----- AVAILABLE DATA

Issue #49, opened 2019-10-24
Add dynamodb for state


sayboras:
## Describe the proposal

To have support for dynamodb for state.

sayboras:
If no one is working on this, I can pick up this.

amanbha:
Sure, I have assigned it to you. 
 Thanks.

yaron2:
@sayboras anything you need help with?

sayboras:
> @sayboras anything you need help with?

I am just back from travelling this week, will plan sometime to wrap it up.

sayboras:
@yaron2 need your input on how to handle `key` in dynamodb. Basically, we might need to have `key_col_num` during Set and Get methods. I can put this column name in `Metadata` of `GetRequest` or `SetRequest`, but feel like it's a hacky way.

----------

Could you set down exactly the lines above, from the one containing "I am just back" through the last, including both and nothing else?

● RESULT
I am just back from travelling this week, will plan sometime to wrap it up.

sayboras:
@yaron2 need your input on how to handle `key` in dynamodb. Basically, we might need to have `key_col_num` during Set and Get methods. I can put this column name in `Metadata` of `GetRequest` or `SetRequest`, but feel like it's a hacky way.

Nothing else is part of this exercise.